» **TASK TO CARRY OUT**:
Nothing in the data may be changed; retype all of it.

------------------------

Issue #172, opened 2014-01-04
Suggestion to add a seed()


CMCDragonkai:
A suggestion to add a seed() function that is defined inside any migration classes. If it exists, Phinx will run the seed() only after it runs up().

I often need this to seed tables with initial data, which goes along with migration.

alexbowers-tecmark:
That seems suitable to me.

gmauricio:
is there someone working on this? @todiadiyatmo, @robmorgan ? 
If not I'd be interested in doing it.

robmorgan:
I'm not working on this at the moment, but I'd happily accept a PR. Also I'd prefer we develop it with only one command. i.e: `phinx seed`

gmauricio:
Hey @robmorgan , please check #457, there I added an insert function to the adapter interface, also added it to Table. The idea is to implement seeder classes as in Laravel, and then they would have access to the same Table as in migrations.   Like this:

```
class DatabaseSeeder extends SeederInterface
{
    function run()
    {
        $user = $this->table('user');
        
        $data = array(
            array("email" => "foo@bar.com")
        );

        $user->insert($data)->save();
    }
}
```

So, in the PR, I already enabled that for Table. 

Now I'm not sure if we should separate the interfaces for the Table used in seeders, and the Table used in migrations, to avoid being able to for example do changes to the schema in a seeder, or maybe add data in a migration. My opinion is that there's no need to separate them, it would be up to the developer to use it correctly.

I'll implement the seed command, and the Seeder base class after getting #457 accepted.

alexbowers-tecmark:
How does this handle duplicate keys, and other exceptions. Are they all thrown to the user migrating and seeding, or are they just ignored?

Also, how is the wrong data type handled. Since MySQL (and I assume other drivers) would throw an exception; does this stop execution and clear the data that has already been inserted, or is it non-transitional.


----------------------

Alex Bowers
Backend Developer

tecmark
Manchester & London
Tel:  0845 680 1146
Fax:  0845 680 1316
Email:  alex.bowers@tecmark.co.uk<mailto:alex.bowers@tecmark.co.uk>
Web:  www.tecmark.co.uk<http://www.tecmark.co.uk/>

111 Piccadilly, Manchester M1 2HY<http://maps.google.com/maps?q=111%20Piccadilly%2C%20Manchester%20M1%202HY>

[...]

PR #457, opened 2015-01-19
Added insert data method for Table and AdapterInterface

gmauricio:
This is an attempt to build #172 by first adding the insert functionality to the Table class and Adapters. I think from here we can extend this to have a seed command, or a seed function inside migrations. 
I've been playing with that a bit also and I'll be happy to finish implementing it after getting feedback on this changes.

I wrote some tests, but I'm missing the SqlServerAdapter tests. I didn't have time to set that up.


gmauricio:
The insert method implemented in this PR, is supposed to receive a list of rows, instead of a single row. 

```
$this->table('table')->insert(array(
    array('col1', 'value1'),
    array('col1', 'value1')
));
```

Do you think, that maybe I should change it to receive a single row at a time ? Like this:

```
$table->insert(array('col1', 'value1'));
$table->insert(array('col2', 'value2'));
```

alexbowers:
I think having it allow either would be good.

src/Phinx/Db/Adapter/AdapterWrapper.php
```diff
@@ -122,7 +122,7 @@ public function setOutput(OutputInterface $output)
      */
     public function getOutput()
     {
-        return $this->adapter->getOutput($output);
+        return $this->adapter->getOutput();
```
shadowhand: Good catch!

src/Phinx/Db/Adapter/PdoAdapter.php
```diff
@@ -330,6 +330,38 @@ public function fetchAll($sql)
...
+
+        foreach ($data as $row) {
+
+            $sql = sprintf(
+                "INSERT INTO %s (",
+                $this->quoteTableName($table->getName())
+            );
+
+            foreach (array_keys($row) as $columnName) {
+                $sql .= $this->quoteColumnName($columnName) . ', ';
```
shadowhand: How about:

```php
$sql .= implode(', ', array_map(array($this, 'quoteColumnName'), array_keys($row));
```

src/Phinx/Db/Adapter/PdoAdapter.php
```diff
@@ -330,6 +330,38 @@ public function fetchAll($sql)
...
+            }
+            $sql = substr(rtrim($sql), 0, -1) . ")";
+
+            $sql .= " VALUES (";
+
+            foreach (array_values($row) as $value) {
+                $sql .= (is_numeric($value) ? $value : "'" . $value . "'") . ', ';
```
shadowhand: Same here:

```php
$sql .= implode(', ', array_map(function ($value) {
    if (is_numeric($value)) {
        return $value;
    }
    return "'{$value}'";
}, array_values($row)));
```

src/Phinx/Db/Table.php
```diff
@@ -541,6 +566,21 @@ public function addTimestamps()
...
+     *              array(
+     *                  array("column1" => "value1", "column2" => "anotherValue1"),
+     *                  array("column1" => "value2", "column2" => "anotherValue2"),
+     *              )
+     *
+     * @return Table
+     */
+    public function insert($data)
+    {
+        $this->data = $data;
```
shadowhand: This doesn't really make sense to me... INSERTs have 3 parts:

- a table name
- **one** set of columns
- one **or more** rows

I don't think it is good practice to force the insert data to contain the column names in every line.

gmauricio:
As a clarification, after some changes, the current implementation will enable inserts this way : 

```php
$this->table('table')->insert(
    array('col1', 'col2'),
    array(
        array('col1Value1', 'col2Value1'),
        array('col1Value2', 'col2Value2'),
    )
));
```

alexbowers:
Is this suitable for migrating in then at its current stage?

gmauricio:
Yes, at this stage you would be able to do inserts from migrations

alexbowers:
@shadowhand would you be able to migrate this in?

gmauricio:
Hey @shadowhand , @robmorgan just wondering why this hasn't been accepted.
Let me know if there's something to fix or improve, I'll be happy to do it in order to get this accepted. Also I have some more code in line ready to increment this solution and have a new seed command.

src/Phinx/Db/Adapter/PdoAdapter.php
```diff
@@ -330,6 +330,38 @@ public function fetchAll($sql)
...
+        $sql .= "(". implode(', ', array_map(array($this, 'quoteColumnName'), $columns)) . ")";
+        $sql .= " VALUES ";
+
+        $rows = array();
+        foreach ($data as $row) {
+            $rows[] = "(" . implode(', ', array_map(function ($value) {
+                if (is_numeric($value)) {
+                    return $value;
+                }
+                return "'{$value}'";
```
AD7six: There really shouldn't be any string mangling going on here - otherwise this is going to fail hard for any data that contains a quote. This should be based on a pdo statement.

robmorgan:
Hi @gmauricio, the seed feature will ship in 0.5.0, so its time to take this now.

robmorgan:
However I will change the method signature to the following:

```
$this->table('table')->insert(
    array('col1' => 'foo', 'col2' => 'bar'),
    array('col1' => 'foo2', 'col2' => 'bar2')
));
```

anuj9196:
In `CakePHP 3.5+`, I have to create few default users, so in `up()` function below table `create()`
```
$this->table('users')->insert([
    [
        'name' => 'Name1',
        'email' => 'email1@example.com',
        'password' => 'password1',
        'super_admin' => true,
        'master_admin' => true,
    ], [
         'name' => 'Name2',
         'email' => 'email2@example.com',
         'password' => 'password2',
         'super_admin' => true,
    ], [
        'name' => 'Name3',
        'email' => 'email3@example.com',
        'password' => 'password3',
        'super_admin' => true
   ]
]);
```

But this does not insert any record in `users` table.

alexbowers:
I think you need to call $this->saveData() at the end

------------------------

» **RESULT BELOW**:
Issue #172, opened 2014-01-04
Suggestion to add a seed()


CMCDragonkai:
A suggestion to add a seed() function that is defined inside any migration classes. If it exists, Phinx will run the seed() only after it runs up().

I often need this to seed tables with initial data, which goes along with migration.

alexbowers-tecmark:
That seems suitable to me.

gmauricio:
is there someone working on this? @todiadiyatmo, @robmorgan ? 
If not I'd be interested in doing it.

robmorgan:
I'm not working on this at the moment, but I'd happily accept a PR. Also I'd prefer we develop it with only one command. i.e: `phinx seed`

gmauricio:
Hey @robmorgan , please check #457, there I added an insert function to the adapter interface, also added it to Table. The idea is to implement seeder classes as in Laravel, and then they would have access to the same Table as in migrations.   Like this:

```
class DatabaseSeeder extends SeederInterface
{
    function run()
    {
        $user = $this->table('user');
        
        $data = array(
            array("email" => "foo@bar.com")
        );

        $user->insert($data)->save();
    }
}
```

So, in the PR, I already enabled that for Table. 

Now I'm not sure if we should separate the interfaces for the Table used in seeders, and the Table used in migrations, to avoid being able to for example do changes to the schema in a seeder, or maybe add data in a migration. My opinion is that there's no need to separate them, it would be up to the developer to use it correctly.

I'll implement the seed command, and the Seeder base class after getting #457 accepted.

alexbowers-tecmark:
How does this handle duplicate keys, and other exceptions. Are they all thrown to the user migrating and seeding, or are they just ignored?

Also, how is the wrong data type handled. Since MySQL (and I assume other drivers) would throw an exception; does this stop execution and clear the data that has already been inserted, or is it non-transitional.


----------------------

Alex Bowers
Backend Developer

tecmark
Manchester & London
Tel:  0845 680 1146
Fax:  0845 680 1316
Email:  alex.bowers@tecmark.co.uk<mailto:alex.bowers@tecmark.co.uk>
Web:  www.tecmark.co.uk<http://www.tecmark.co.uk/>

111 Piccadilly, Manchester M1 2HY<http://maps.google.com/maps?q=111%20Piccadilly%2C%20Manchester%20M1%202HY>

[...]

PR #457, opened 2015-01-19
Added insert data method for Table and AdapterInterface

gmauricio:
This is an attempt to build #172 by first adding the insert functionality to the Table class and Adapters. I think from here we can extend this to have a seed command, or a seed function inside migrations. 
I've been playing with that a bit also and I'll be happy to finish implementing it after getting feedback on this changes.

I wrote some tests, but I'm missing the SqlServerAdapter tests. I didn't have time to set that up.


gmauricio:
The insert method implemented in this PR, is supposed to receive a list of rows, instead of a single row. 

```
$this->table('table')->insert(array(
    array('col1', 'value1'),
    array('col1', 'value1')
));
```

Do you think, that maybe I should change it to receive a single row at a time ? Like this:

```
$table->insert(array('col1', 'value1'));
$table->insert(array('col2', 'value2'));
```

alexbowers:
I think having it allow either would be good.

src/Phinx/Db/Adapter/AdapterWrapper.php
```diff
@@ -122,7 +122,7 @@ public function setOutput(OutputInterface $output)
      */
     public function getOutput()
     {
-        return $this->adapter->getOutput($output);
+        return $this->adapter->getOutput();
```
shadowhand: Good catch!

src/Phinx/Db/Adapter/PdoAdapter.php
```diff
@@ -330,6 +330,38 @@ public function fetchAll($sql)
...
+
+        foreach ($data as $row) {
+
+            $sql = sprintf(
+                "INSERT INTO %s (",
+                $this->quoteTableName($table->getName())
+            );
+
+            foreach (array_keys($row) as $columnName) {
+                $sql .= $this->quoteColumnName($columnName) . ', ';
```
shadowhand: How about:

```php
$sql .= implode(', ', array_map(array($this, 'quoteColumnName'), array_keys($row));
```

src/Phinx/Db/Adapter/PdoAdapter.php
```diff
@@ -330,6 +330,38 @@ public function fetchAll($sql)
...
+            }
+            $sql = substr(rtrim($sql), 0, -1) . ")";
+
+            $sql .= " VALUES (";
+
+            foreach (array_values($row) as $value) {
+                $sql .= (is_numeric($value) ? $value : "'" . $value . "'") . ', ';
```
shadowhand: Same here:

```php
$sql .= implode(', ', array_map(function ($value) {
    if (is_numeric($value)) {
        return $value;
    }
    return "'{$value}'";
}, array_values($row)));
```

src/Phinx/Db/Table.php
```diff
@@ -541,6 +566,21 @@ public function addTimestamps()
...
+     *              array(
+     *                  array("column1" => "value1", "column2" => "anotherValue1"),
+     *                  array("column1" => "value2", "column2" => "anotherValue2"),
+     *              )
+     *
+     * @return Table
+     */
+    public function insert($data)
+    {
+        $this->data = $data;
```
shadowhand: This doesn't really make sense to me... INSERTs have 3 parts:

- a table name
- **one** set of columns
- one **or more** rows

I don't think it is good practice to force the insert data to contain the column names in every line.

gmauricio:
As a clarification, after some changes, the current implementation will enable inserts this way : 

```php
$this->table('table')->insert(
    array('col1', 'col2'),
    array(
        array('col1Value1', 'col2Value1'),
        array('col1Value2', 'col2Value2'),
    )
));
```

alexbowers:
Is this suitable for migrating in then at its current stage?

gmauricio:
Yes, at this stage you would be able to do inserts from migrations

alexbowers:
@shadowhand would you be able to migrate this in?

gmauricio:
Hey @shadowhand , @robmorgan just wondering why this hasn't been accepted.
Let me know if there's something to fix or improve, I'll be happy to do it in order to get this accepted. Also I have some more code in line ready to increment this solution and have a new seed command.

src/Phinx/Db/Adapter/PdoAdapter.php
```diff
@@ -330,6 +330,38 @@ public function fetchAll($sql)
...
+        $sql .= "(". implode(', ', array_map(array($this, 'quoteColumnName'), $columns)) . ")";
+        $sql .= " VALUES ";
+
+        $rows = array();
+        foreach ($data as $row) {
+            $rows[] = "(" . implode(', ', array_map(function ($value) {
+                if (is_numeric($value)) {
+                    return $value;
+                }
+                return "'{$value}'";
```
AD7six: There really shouldn't be any string mangling going on here - otherwise this is going to fail hard for any data that contains a quote. This should be based on a pdo statement.

robmorgan:
Hi @gmauricio, the seed feature will ship in 0.5.0, so its time to take this now.

robmorgan:
However I will change the method signature to the following:

```
$this->table('table')->insert(
    array('col1' => 'foo', 'col2' => 'bar'),
    array('col1' => 'foo2', 'col2' => 'bar2')
));
```

anuj9196:
In `CakePHP 3.5+`, I have to create few default users, so in `up()` function below table `create()`
```
$this->table('users')->insert([
    [
        'name' => 'Name1',
        'email' => 'email1@example.com',
        'password' => 'password1',
        'super_admin' => true,
        'master_admin' => true,
    ], [
         'name' => 'Name2',
         'email' => 'email2@example.com',
         'password' => 'password2',
         'super_admin' => true,
    ], [
        'name' => 'Name3',
        'email' => 'email3@example.com',
        'password' => 'password3',
        'super_admin' => true
   ]
]);
```

But this does not insert any record in `users` table.

alexbowers:
I think you need to call $this->saveData() at the end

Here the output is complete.